If speed is your goal, Java is the best choice for big data. It handles the simultaneous execution of multiple codes better and is more suitable for cross-platform applications. 

Python is more consistent but requires less code and can compile even if it contains bugs. At the same time, the Python interpreter is 25 times slower than the Java virtual machine. 

Another aspect to consider is typing. Python uses dynamic types, while Java uses static ones. This significantly affects text design, coding, and error handling. Obviously, dynamically-typed languages are simpler and shorter. But the more dynamic Python is harder to write and optimize the compiler. 

You can optimize performance by running the code in an alternative PyPy interpreter. It will get much faster. But then where is its simplicity? And a project based on big data using Java becomes more attractive overall. 

Top 4 things to start a big data project using Python or Java 

When starting a project involving big data, the Java vs Python should be based on what best suits your needs, taking into account the basic requirements. 


Be prepared to learn a lot. You will need to master various software packages and modules. With Python, this will take less time and effort. It’s better for a team that includes both developers and data scientists. 


It requires the ability to not only write but also quickly extend applications with new features.
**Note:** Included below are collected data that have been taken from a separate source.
PR #1310, opened 2026-04-29
feat: opt-in HTTP hardening (retry, rate limit, concurrency cap, circuit breaker, pagination clamp)

strvmarv:
## Description

Adds opt-in HTTP hardening to protect Atlassian instances — especially self-hosted Server / Data Center — from runaway agent loops. All features gate behind environment variables and default to disabled / off, so behavior is unchanged unless an operator opts in.

This is contributed back from a private fork that ran for ~24h against a self-hosted Jira/Confluence DC instance.

Fixes: # 

## Changes

- Add urllib3 Retry on Sessions; respect Retry-After on 429/502/503/504
- Surface Retry-After value in 429 error messages
- Optional process-wide concurrency cap (`ATLASSIAN_MAX_CONCURRENT_REQUESTS`)
- Optional outbound RPS limiter (`ATLASSIAN_REQUESTS_PER_SECOND`)
- Optional pagination ceiling (`ATLASSIAN_MAX_PAGINATION_LIMIT`)
- Optional circuit breaker for repeated 429/503 (`ATLASSIAN_CIRCUIT_BREAKER_*`)
- Windows test fix: explicit utf-8 subprocess capture in `test_stdio_lifecycle`

## Testing

- [x] Unit tests added/updated (`tests/unit/utils/test_http.py`, `tests/unit/utils/test_pagination.py`)
- [x] Integration tests passed (full unit suite: 2600 passed locally on Windows)
- [x] Manual checks performed: ran the fork against a real self-hosted Jira/Confluence DC instance for ~24 hours, verified retry, concurrency cap, and pagination clamp behavior end-to-end through MCP tool calls

Two pre-existing platform-specific Windows failures unrelated to this PR (Python 3.13 timestamp boundary in `test_date`, `.zip` MIME detection in `test_media`) are unchanged.

## Checklist

- [x] Code follows project style guidelines (linting passes — `pre-commit run --all-files` green).
- [x] All tests pass locally.

## Notes for the reviewer

- **All knobs default to off.** I started with conservative defaults active by default in my fork, but realized changing observable behavior (request concurrency, response sizes) without explicit operator consent isn't appropriate for an upstream merge. Cloud users see no change.
- **Commits are atomic and reviewable.** Six feature commits + one `chore:` cleanup commit applying ruff-format / mypy / FBT003 fixes that I'm happy to fold into the relevant feature commits via interactive rebase if you'd prefer cleaner history.
- **Happy to split into smaller PRs.** If a single PR is too large, I can submit commits 1–2 (retry + Retry-After) as a first PR and follow up with the rest. Let me know what fits your review style best.

### DIFF
--- a/.env.example
+++ b/.env.example
@@ -141,6 +141,20 @@ CONFLUENCE_API_TOKEN=your_confluence_api_token_here
 #JIRA_TIMEOUT=75
 #CONFLUENCE_TIMEOUT=75
 
+# --- HTTP Hardening (Advanced) ---
+# Optional safeguards for overloaded Atlassian instances. All are disabled by
+# default unless set here.
+# Retry only read requests by default. Set ATLASSIAN_RETRY_INCLUDE_WRITES=true
+# only if your write endpoints are known to be idempotent.
+#ATLASSIAN_RETRY_TOTAL=5
+#ATLASSIAN_RETRY_BACKOFF=1.0
+#ATLASSIAN_RETRY_INCLUDE_WRITES=false
+#ATLASSIAN_MAX_CONCURRENT_REQUESTS=4
+#ATLASSIAN_REQUESTS_PER_SECOND=5
+#ATLASSIAN_MAX_PAGINATION_LIMIT=100
+#ATLASSIAN_CIRCUIT_BREAKER_THRESHOLD=5
+#ATLASSIAN_CIRCUIT_BREAKER_COOLDOWN=30
+
 # --- Read-Only Mode ---
 # Disables all write operations (create, update, delete). Default is false.
 #READ_ONLY_MODE=false
--- a/docs/configuration.mdx
+++ b/docs/configuration.mdx
@@ -160,6 +160,22 @@ This guide covers IDE integration, environment variables, and advanced configura
 
 See [.env.example](https://github.com/sooperset/mcp-atlassian/blob/main/.env.example) for all available options.
 
+### HTTP Hardening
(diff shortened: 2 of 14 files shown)


strvmarv:
Thanks for the review! All 5 points addressed in `af6fa17`:

1. **Circuit breaker half-open** — fixed. `before_send` no longer resets `failures` on cooldown elapse, so a single 429/503 in `on_response` re-opens immediately (matching the docstring); a 2xx still drops it to closed.
2. **`Retry-After` HTTP-date** — handled. Try `int()` parse first; on failure surface the raw header value without claiming "seconds". Added a regression test.
3. **`status_forcelist` ordering** — switched to set comparison.
4. **Env helper duplication** — promoted `get_int_env` and `get_float_env` into `utils/env.py` (alongside the existing truthy helpers) and replaced `_bool_env` with `is_env_extended_truthy`. The local helpers in `utils/http.py` are gone.
5. **`confluence.search_user`** — added `clamp_limit` to `search_user`; the Server/DC fallback inherits via the already-clamped limit.

Pre-commit (`ruff-format`, `ruff`, `mypy`) green; full unit suite passes.

strvmarv:
Not stale

sooperset:
The opt-in defaults and the half-open circuit-breaker regression test were the right shape here. I especially appreciate that the hardening stays off unless operators choose the knobs, which keeps existing Cloud and DC installs compatible.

Python is more flexible but less efficient than Java in big data. 


In the ever-changing science environment, there are many opportunities to get the desired result. From the perspective of heavy workloads and speed of network communication, a dynamic language may be less productive than a statically-typed language. But for medium-load applications and at the MVP stage, Python is more convenient than Java, due to the shorter development time for new functions. 


When working with big data sources, it is important to optimize the performance of your code. Strong typing provides less code, and concise syntax allows you to write readable code. But compiled technologies are faster than interpreted ones, so a reasonable balance of functionality is needed when choosing a language. 

Java vs Python for data science

Choosing the right language: Python vs Java for big data 

Whether it’s the fancy Python syntax or the more traditional Java, choosing the best programming language for big data depends on your personal preference and business goals. These languages have a lot in common: 

  • extensive libraries with big communities; 
  • object-oriented approach; 
  • support of encapsulation and polymorphism.  

Python clearly has the advantage of being able to run a project easily, while Java beats it in speed and efficiency. If you want to develop mobile applications, web applications, and the Internet of Things solutions, go for Java. It is also the main contender for use in big data projects. 

Python can be used for a wide variety of applications, but its main advantage over Java is its ease of use in data science (big data or data mining), artificial intelligence, and machine learning.